As much as we filter, prepare, provision, powder and preen the web, not every user is able to find what they need at the right point in time across the device they prefer (or are compelled to use) in every use case. For Everlane, that’s a pain point that needs to be addressed. Why? Because it is a retail clothing company that promotes sustainability and transparency at every level… so every lost click is (in effect) a waste of user time and electronic resources too.
Looking to sharpen (pun intended) its dress sense in the search intelligence space Everlane has now worked with Algolia to grasp its end-to-end AI search and discovery platform technology. By adopting Algolia NeuralSearch, Everlane is said to be using the power of vector and keyword search with end-to-end AI processing on every search query.

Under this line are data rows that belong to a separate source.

PR #2334, opened 2018-03-31
Put each ICACHE_RAM_ATTR function in its own section.

### LINKED ISSUE #2304: sigma_delta code is always included even when not needed
### Expected behavior
The sigma_delta code should only be included if needed

### Actual behavior
It always occupies space in the iram

### Root cause
`app/platform/platform.c` (which is always required) consumes IRAM for sigma_delta. Those few functions should be split out into their own C file.

In my environment, this allows the GDBSTUB to be included and the modules that I need.

pjsg:
Fixes #2304.

This implements putting each ICACHE_RAM_ATTR function in its own section. This allows the linker to throw away more functions and hence use less ram.

I checked the map and it looks good. The image boots and seems to work.

### DIFF
--- a/app/include/user_config.h
+++ b/app/include/user_config.h
@@ -52,9 +52,9 @@ extern void luaL_assertfail(const char *file, int line, const char *message);
 
 #define ICACHE_STORE_TYPEDEF_ATTR __attribute__((aligned(4),packed))
 #define ICACHE_STORE_ATTR __attribute__((aligned(4)))
-#define STRINGIZE(x) STRINGIZE2(x)
-#define STRINGIZE2(x) #x
-#define ICACHE_RAM_ATTR     __attribute__((section(".iram0.text." __FILE__ "." STRINGIZE(__LINE__))))
+#define ICACHE_RAM_STRING(x) ICACHE_RAM_STRING2(x)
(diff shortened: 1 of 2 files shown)


app/include/user_config.h
```diff
@@ -52,7 +52,9 @@ extern void luaL_assertfail(const char *file, int line, const char *message);
 
 #define ICACHE_STORE_TYPEDEF_ATTR __attribute__((aligned(4),packed))
 #define ICACHE_STORE_ATTR __attribute__((aligned(4)))
-#define ICACHE_RAM_ATTR __attribute__((section(".iram0.text")))
+#define STRINGIZE(x) STRINGIZE2(x)
```
TerryE: Defines in `user_confgi.h` in practice end up getting included in most modules and platform files, so should these be prefixed to remove the risk of a collision with another use of `STRINGIZE`, e.g.
-  `STRINGIZE`->`ICACHE_STRINGIZE`
-  `STRINGIZE2`->`ICACHE_STRINGIZE2`

pjsg:
It turns out that the hw_timer is included by default as it is needed by the gpio.serout functionality that is part of the default build....

I fixed the macro names...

Using Algolia’s AI Search, Everlane says it has achieved a 45% decrease in the return of ‘no results’ (i.e. when a customer searches for a product or service on a website and gets a zero listing result in response), which is a 5% increase in conversions and an 8% increase in its click-through rate.
“No matter what the shopper is seeking, we want them to find their choice quickly and easily – and that is what Algolia helps us do. We want to deliver a distinctive, frictionless customer experience efficiently across our digital channels,” said Rachel Maxwell, senior manager, digital merchandising at Everlane. “Algolia helped us boost our performance while reducing the engineering lift across the merchandising team. This has helped us to optimize the search function on our site.”
As we know, results are important and speed is important too. According to a Deloitte Digital commissioned report that analyzed mobile site data, a seemingly negligible 0.1 second improvement in site speed generated an 8.4% increase in conversions and a 9.2% increase in average order value among retail consumers.
Manual synonym maintenance
“By using Algolia’s AI Search it has simplified data cleanup and manual synonym maintenance and meant that our lean in-house site merchandising team can focus on other priorities. Algolia’s technology has helped to streamline operations and allow our teams to focus on what truly matters—our customers,” added Maxwell.
Through the prowess of Natural Language Understanding (NLU), automatic vectorization, adaptive learning and what are known as ‘ingenious query suggestions’, Everlane’s e-commerce platform now deciphers even the most complex, long tail queries. These are the queries that reflect the way people speak and think – conversational, dynamic and real. In fact, they constitute a staggering 55% of searches.
“Gone are the days of grappling with unwieldy data cleanup and laborious manual synonym maintenance. The introduction of Algolia’s AI Search has orchestrated a paradigm shift, liberating Everlane’s lean merchandising team from this time-consuming ordeal. It’s a testament to how Algolia’s technology, when wielded with precision, can streamline operations and allow teams to focus on what truly matters – nurturing and delighting customers,” added Maxwell.
Since NeuralSearch became part of its strategy, Everlane no longer has to spend time and resources cleaning up its data. The day-in and day-out maintenance across all teams is significantly reduced.
“We are thrilled to partner with Everlane, a trailblazer in the fashion industry. Their commitment to sustainability, creativity and excellence aligns seamlessly with our own ethos of pushing boundaries and delivering unparalleled customer experiences,” said Bernadette Nixon, CEO, Algolia. “Everlane’s voyage with Algolia AI Search is not just a tech upgrade; it’s an embrace of a future where retail seamlessly blends with technology, making every search a delightful journey for the discerning shopper.”
Within Algolia’s end-to-end AI Search and Discovery platform, the company’s engineers invented a breakthrough use of AI to create exponentially better search & discovery. Algolia’s proprietary NeuralSearch tech combines vector-based natural language processing & keyword matching in a single API.